# ESC190 Tutorial 1


> Today's tutorial will be pretty short since we're only getting started with learning the language. I will cover supplementary material on top of the content taught last week and for part of this week.
> Unless it is part of a question/particularly confusing I will try my best to not simply reiterate lecture material.


## Getting started with `c`

Intro to `c` syntax and program flow should be already covered in lecture and there are *a lot* of resources online.

Things to note:

- `c` is a *[statically typed](https://stackoverflow.com/questions/1517582/what-is-the-difference-between-statically-typed-and-dynamically-typed-languages)* language
- `c` is a *[compiled](https://en.wikipedia.org/wiki/Compiled_language)* language
- [Here](https://cheatography.com/ashlyn-black/cheat-sheets/c-reference/) is a great cheat sheet for `c` & is very "`CTRL-F`-able", so to speak.

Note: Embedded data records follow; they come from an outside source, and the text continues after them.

Issue #94, opened 2014-12-21
Different buffer pool implementations suitable for server use?


tinkerware:
Hi,

Would you be willing to accept changes for a pluggable segment pool to make Okio more suitable for use in server environments with lots of concurrent buffer use?

swankjesse:
Though I haven't done much on this lately, I think we're going to need it. Here's more benchmarks, this time from Guava. https://github.com/google/guava/pull/2112

swankjesse:
Fixed recently.
https://github.com/square/okio/pull/717

PR #106, opened 2015-01-06
Add JMH benchmarks for measuring buffer performance.

tinkerware:
As discussed in #94 here are some benchmarks so that we can discuss segment pool alternatives in server environments.

These microbenchmarks try to measure performance of common buffer operations in a request/response handling scenario and a multi-threaded server environment. There are two benchmarks:

- Hot: This is a "pedal-to-the-metal" test. It is not a realistic use of the buffers but it may be useful in finding out performance regressions that are otherwise too subtle to show up any other way.

- Cold: This test simulates request handling with a configurable think time between responses. It assumes request data is saved and queued as they arrive before they are rate-limited/expired and that response workers outnumber request handlers. I think these are reasonable assumptions based on existing high-performance servers (for example, Cassandra); we give preference to recently arrived requests instead of refusing service and assume that timed-out requests are expired from their queue without ever seeing a worker.

Maximum number of bytes to read from and write to a buffer at one time, the request size and how large responses are compared to requests (`responseFactor`) are configurable parameters.

### DIFF
--- a/benchmarks/src/main/java/com/squareup/okio/benchmarks/BufferPerformanceBench.java
+++ b/benchmarks/src/main/java/com/squareup/okio/benchmarks/BufferPerformanceBench.java
@@ -1,0 +1,330 @@
+/*
+ * Copyright (C) 2014 Square, Inc. and others.
+ *
+ * Licensed under the Apache License, Version 2.0 (the "License");
+ * you may not use this file except in compliance with the License.
+ * You may obtain a copy of the License at
+ *
+ *      http://www.apache.org/licenses/LICENSE-2.0
+ *
+ * Unless required by applicable law or agreed to in writing, software
+ * distributed under the License is distributed on an "AS IS" BASIS,
+ * WITHOUT WARRANTIES OR CONDITIONS OF ANY KIND, either express or implied.
+ * See the License for the specific language governing permissions and
+ * limitations under the License.
+ */
+
+package com.squareup.okio.benchmarks;
+
+import java.io.EOFException;
+import java.io.File;
+import java.io.FileInputStream;
+import java.io.IOException;
+import java.io.InputStream;
+import java.util.concurrent.TimeUnit;
+
+import org.openjdk.jmh.annotations.Benchmark;
+import org.openjdk.jmh.annotations.BenchmarkMode;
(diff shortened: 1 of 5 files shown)


benchmarks/src/main/java/com/squareup/okio/benchmarks/BufferPerformanceBench.java
```diff
@@ -0,0 +1,330 @@
...
+
+@Fork(1)
+@Warmup(iterations = 10, time = 10)
+@Measurement(iterations = 10, time = 10)
+@State(Scope.Benchmark)
+@BenchmarkMode(Mode.Throughput)
+@OutputTimeUnit(TimeUnit.SECONDS)
+public class BufferPerformanceBench {
+
+  public static final File OriginPath =
```
JakeWharton: nit: should be named `originPath` or `ORIGIN_PATH`. Title case isn't normal convention.

JakeWharton:
This looks cool! Don't have time to review or test it right now.

tinkerware:
I've run these benchmarks on an EC2 c3.8xlarge instance over the weekend:

https://plot.ly/~tinkerware/97 and https://plot.ly/~tinkerware/77 have a few charts showing that the segment pool very quickly becomes a bottleneck. The JMH logs of the cold benchmark run are at https://gist.github.com/tinkerware/f410f139b775f83a6039.

tinkerware:
So, looking at the results for the "cold" benchmark, we can utilize at most two cores according to Linux `perf`, and the stack profiler shows that most of that is spent recycling segments and contending. After falling though a cliff at 8 cores, throughput levels off and slowly declines once we are past 12 cores (3 request reader and 9 response writer threads). Above that, context switches level off around 25K/sec and threads keep spending more and more time being blocked and migrated between cores.

A segment pool using `j.u.c.ConcurrentLinkedQueue` would deal with multi-threaded use better. I'm planning to experiment with a pluggable segment pool mechanism soon; I'll try that out and see how much improvement we can get.

swankjesse:
@tinkerware awesome.

swankjesse:
I'm merging right now 'cause I want to start playing with this. I'm also eager to see what happens with better segment pooling.

PR #108, opened 2015-01-12
Make a Sink also a Flushable.

JakeWharton:


swankjesse:
Will this cause problems on AOSP?

swankjesse:
Short answer: no.

Issue #112, opened 2015-02-02
Slice methods on ByteString


swankjesse:
To extract a prefix, substring or suffix.

f2prateek:
+1, we have wrappers around it currently, but would be nice to have it natively. I'll send a PR shortly.

JakeWharton:
I think this can be closed. @swankjesse are you satisfied with the two substring overloads?

PR #113, opened 2015-02-02
Add ByteString#substring methods

f2prateek:
Ref #112

### DIFF
--- a/okio/src/main/java/okio/ByteString.java
+++ b/okio/src/main/java/okio/ByteString.java
@@ -211,6 +211,37 @@ public final class ByteString implements Serializable {
     return this;
   }
 
+  /**
+   * Returns a byte string that is a substring of this byte string, beginning at the specified 
+   * index until the end of this string. Returns this byte string if {@code beginIndex} is 0.
+   */
+  public ByteString substring(int beginIndex) {
+    return substring(beginIndex, data.length);
+  }
+
+  /**
+   * Returns a byte string that is a substring of this byte string, beginning at the specified 
+   * {@code beginIndex} and ends at the specified {@code endIndex}. Returns this byte string if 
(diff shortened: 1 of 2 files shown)


okio/src/main/java/okio/ByteString.java
```diff
@@ -211,6 +211,37 @@ public ByteString toAsciiUppercase() {
...
+    
+    int subLen = endIndex - beginIndex;
+    if (subLen < 0) throw new IllegalArgumentException("endIndex < beginIndex");
+    
+    if ((beginIndex == 0) && (endIndex == data.length)) {
+      return this;
+    }
+
+    byte[] copy = new byte[subLen];
+    System.arraycopy(data, beginIndex, copy, 0, subLen);
```
JakeWharton: Since these are immutable we should just return a view of the original data rather than require a copy.

f2prateek: That could cause a memory leak by keeping the potentially huge and unwanted original array around.

JakeWharton: The inverse is also true: this can cause massive amounts of useless objects by copying data that we know will never change.

f2prateek: True, this will be a much bigger change in that case, since we'll have to keep track of the length and offset on the underlying array manually.

JakeWharton: I think there's advantages in re-using the underlying storage. For example, we read headers using a `ByteString` and it would be advantageous to do a zero-copy "split" it into name and value. Perhaps we document the fact that it's a view and require you to call `.clone()` if you want a defensive copy?

swankjesse: For what it's worth, I think the copy is less likely to surprise.

swankjesse:
Thanks!

PR #114, opened 2015-02-06
This PR fixes #107

### LINKED ISSUE #107: Watchdog clean shut down
Okio version 1.2.0.

Currently there does not seem to be a way to cleanly shut down the watchdog thread "Okio Watchdog" created by Okio AsyncTimeout. This results in the following warning when shutting down an application.
```
org.apache.catalina.loader.WebappClassLoader clearReferencesThreads
WARNING: The web application [/] appears to have started a thread named [Okio Watchdog] but has failed to stop it. This is very likely to create a memory leak. Stack trace of thread:
 java.lang.Object.wait(Native Method)
 java.lang.Object.wait(Object.java:460)
 okio.AsyncTimeout.awaitTimeout(AsyncTimeout.java:309)
 okio.AsyncTimeout.access$000(AsyncTimeout.java:40)
 okio.AsyncTimeout$Watchdog.run(AsyncTimeout.java:272)
```

lukiano:
There is a flag "running" to break the loop, but it will consume the queue first.

### DIFF
--- a/okio/src/main/java/okio/AsyncTimeout.java
+++ b/okio/src/main/java/okio/AsyncTimeout.java
@@ -284,7 +284,6 @@ public class AsyncTimeout extends Timeout {
           // Close the timed out node.
           timedOut.timedOut();
         } catch (InterruptedException ignored) {
-            //Thread.interrupted();
         }
       }
       releaseHead();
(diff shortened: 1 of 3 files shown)


swankjesse:
https://github.com/square/okio/issues/107

swankjesse:
I'm uncomfortable with this.

I don't want callers to need to know about AsyncTimeout, nor for them to manually need to call `close()`. I also dislike that this new method is `static synchronized`. Whose responsibility is it to call `close()`? This isn't composable.

Do the app-reloading containers offer hooks to detect unloading? Ideally we can register with some central authority that we're creating a thread, and that authority will notify us when we're being unloaded.

dyshen:
I would recommend to automatically shutdown the thread in the `close()` method of `Source`.

swankjesse:
The fix I’d like to implement is to have the watchdog exit after say, 60 seconds of inactivity. This change is awkward because the application developer has to know it exists.

PR #116, opened 2015-02-18
Segment sharing.

swankjesse:
We now have three different types of segments:
 * Private. This was the only type of segment previously offered.
   This is shared=false, owner=true.
 * Appendable. Segments of this type can be written, but only
   beyond segment.limit. Bytes preceding segment.limit are shared
   and must not be written. This is shared=true, owner=true.
 * Unwritable. Segments of this type cannot be written at all.
   They are owned by another buffer. This is shared=true, owner=false.

Note that there are no segments of type 'shared=false, owner=false',
since the only way a buffer doesn't own its segment is if that segment
is shared.

This introduces a new subclass of ByteString, SegmentedByteString.
These byte strings share backing arrays with buffers. SegmentedByteString
instances are immutable and support fast random access. Reading a random
byte from a SegmentedByteString is O(log N); reading a random byte from a
Buffer is O(N).

Segment sharing isn't necessarily more efficient in all cases. For example,
shared segments are not pooled; this harms efficiency of segment allocation.
Shared segments may also be wasteful of memory: previously segments were
consistently > 50% full. With this change, we have no such minimum.

This change should have significant benefits for Buffer.copyTo(), which
is an important operation of OkHttp. Right now whenever a single buffer
needs to be written to multiple destinations, we manually copy the buffer
so that each destination gets its own private copy of the buffer's segments.
By sharing segments, the work required by copyTo() is cut down to the
segment bookkeeping. No byte arrays are copied.

### DIFF
--- a/okio/src/main/java/okio/Buffer.java
+++ b/okio/src/main/java/okio/Buffer.java
@@ -86,7 +86,7 @@ public final class Buffer implements BufferedSource, BufferedSink, Cloneable {
     return this; // Nowhere to emit to!
   }
 
-  @Override public BufferedSink emit() throws IOException {
+  @Override public BufferedSink emit() {
     return this; // Nowhere to emit to!
   }
 
@@ -98,7 +98,7 @@ public final class Buffer implements BufferedSource, BufferedSink, Cloneable {
     if (size < byteCount) throw new EOFException();
   }
 
-  @Override public boolean request(long byteCount) throws IOException {
+  @Override public boolean request(long byteCount) {
     return size >= byteCount;
   }
 
@@ -164,30 +164,26 @@ public final class Buffer implements BufferedSource, BufferedSink, Cloneable {
     checkOffsetAndCount(size, offset, byteCount);
     if (byteCount == 0) return this;
 
-    Segment source = head;
-    Segment target = out.writableSegment(1);
     out.size += byteCount;
 
-    while (byteCount > 0) {
-      // If necessary, advance to a readable source segment. This won't repeat after the first copy.
-      while (offset >= source.limit - source.pos) {
-        offset -= (source.limit - source.pos);
-        source = source.next;
-      }
+    // Skip segments that we aren't copying from.
+    Segment s = head;
+    for (; offset >= (s.limit - s.pos); s = s.next) {
+      offset -= (s.limit - s.pos);
+    }
 
-      // If necessary, append another target segment.
-      if (target.limit == Segment.SIZE) {
-        target = target.push(SegmentPool.INSTANCE.take());
+    // Copy one segment at a time.
+    for (; byteCount > 0; s = s.next) {
+      Segment copy = new Segment(s);
+      copy.pos += offset;
+      copy.limit = Math.min(copy.pos + (int) byteCount, copy.limit);
+      if (out.head == null) {
+        out.head = copy.next = copy.prev = copy;
+      } else {
+        out.head.prev.push(copy);
       }
-
-      // Copy bytes from the source segment to the target segment.
-      long sourceReadable = Math.min(source.limit - (source.pos + offset), byteCount);
-      long targetWritable = Segment.SIZE - target.limit;
-      int toCopy = (int) Math.min(sourceReadable, targetWritable);
-      System.arraycopy(source.data, source.pos + (int) offset, target.data, target.limit, toCopy);
-      offset += toCopy;
-      target.limit += toCopy;
-      byteCount -= toCopy;
+      byteCount -= copy.limit - copy.pos;
+      offset = 0;
     }
 
     return this;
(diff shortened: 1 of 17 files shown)


okio/src/main/java/okio/Buffer.java
```diff
@@ -164,30 +164,26 @@ public Buffer copyTo(Buffer out, long offset, long byteCount) {
...
+        out.head = copy.next = copy.prev = copy;
+      } else {
+        out.head.prev.push(copy);
       }
-
-      // Copy bytes from the source segment to the target segment.
-      long sourceReadable = Math.min(source.limit - (source.pos + offset), byteCount);
-      long targetWritable = Segment.SIZE - target.limit;
-      int toCopy = (int) Math.min(sourceReadable, targetWritable);
-      System.arraycopy(source.data, source.pos + (int) offset, target.data, target.limit, toCopy);
```
adriancole: I think you forgot to do some array copies? Jk nice work!

okio/src/main/java/okio/Buffer.java
```diff
@@ -164,30 +164,26 @@ public Buffer copyTo(Buffer out, long offset, long byteCount) {
...
+    for (; offset >= (s.limit - s.pos); s = s.next) {
+      offset -= (s.limit - s.pos);
+    }
 
-      // If necessary, append another target segment.
-      if (target.limit == Segment.SIZE) {
-        target = target.push(SegmentPool.INSTANCE.take());
+    // Copy one segment at a time.
+    for (; byteCount > 0; s = s.next) {
+      Segment copy = new Segment(s);
```
adriancole: I think this is the most subtle part of the code. It isn't really the concern of this method whether it is a copy of the input data, or a view of it. I think those new to okio post-merge might not assume copy meant copy of data. For these reasons, and the fact that I can't think of a better word than copy, LG

okio/src/main/java/okio/Buffer.java
```diff
@@ -589,14 +585,15 @@ public void clear() {
...
-        SegmentPool.INSTANCE.recycle(toRecycle);
+        SegmentPool.recycle(toRecycle);
       }
     }
   }
 
   @Override public Buffer write(ByteString byteString) {
     if (byteString == null) throw new IllegalArgumentException("byteString == null");
-    return write(byteString.data, 0, byteString.data.length);
+    byteString.write(this);
```
adriancole: the evolution of buffer and bytestring together are starting to make this method look deprecate worthy.. except for its chaining virtue.

okio/src/main/java/okio/DeflaterSink.java
```diff
@@ -99,7 +99,7 @@ private void deflate(boolean syncFlush) throws IOException {
         buffer.size += deflated;
         sink.emitCompleteSegments();
       } else if (deflater.needsInput()) {
-        return;
+        return; // TODO(jwilson): do we have a dangling empty tail segment here?
```
adriancole: add an assert near the TODO?

okio/src/main/java/okio/SegmentedByteString.java
```diff
@@ -0,0 +1,238 @@
...
+
+import static okio.Util.arrayRangeEquals;
+import static okio.Util.checkOffsetAndCount;
+
+/**
+ * An immutable byte string composed of segments of byte arrays. This class exists to implement
+ * efficient snapshots of buffers. It is implemented as an array of segments, plus a directory in
+ * two halves that describes how the segments compose this byte string.
+ *
+ * <p>The first half of the directory is the cumulative byte count covered by each segment. The
```
adriancole: very clever!

adriancole:
LGTM Agreed that this should help in okhttp where the same payload is written to multiple times, for example, lowering the impact of a retry.

okio/src/main/java/okio/Segment.java
```diff
@@ -79,28 +107,12 @@ public Segment push(Segment segment) {
...
-    } else {
-      // Create a new segment of size 'bSize' after this segment.
-      Segment after = SegmentPool.INSTANCE.take();
-      System.arraycopy(data, pos + aSize, after.data, after.pos, bSize);
-      limit -= bSize;
-      after.limit += bSize;
-      push(after);
-      return this;
-    }
+    if (byteCount <= 0 || byteCount > limit - pos) throw new IllegalArgumentException();
```
JakeWharton: This looks like `Util.checkOffsetAndCount`.

swankjesse:
The problem with pooling segment instances is that I'd need to reference count them. And that's easy, except that in a SegmentedByteString, they'd never be released.

JakeWharton:
@swankjesse what's the what here? I don't want all this work to become stale.

swankjesse:
Merged! I suspect there will be other optimizations to follow, mostly around putting a ceiling on the amount of memory used. (Policy will be to only share when there's a non-negligible benefit to doing so; say at least 256 bytes.)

Some frequently asked questions:

Q: What is the `main` function?  
A: `main` is the entry point to your program. It is the first function that gets called when your program starts and every `c` executable must have a `main` function.

Q: How do I run my `c` program?  
A: This will depend on your operating system and environment. I recommend using [GCC](https://gcc.gnu.org/) or [Clang](https://clang.llvm.org/) alongside [GDB](https://www.gnu.org/software/gdb/) for debugging. 
As for text editors, I recommend using [vscode](https://code.visualstudio.com/) and following [these steps](https://code.visualstudio.com/docs/languages/cpp) to get started.
Personally I use [neovim](https://neovim.io) and a terminal-centric development workflow, however, the learning curve is rather steep.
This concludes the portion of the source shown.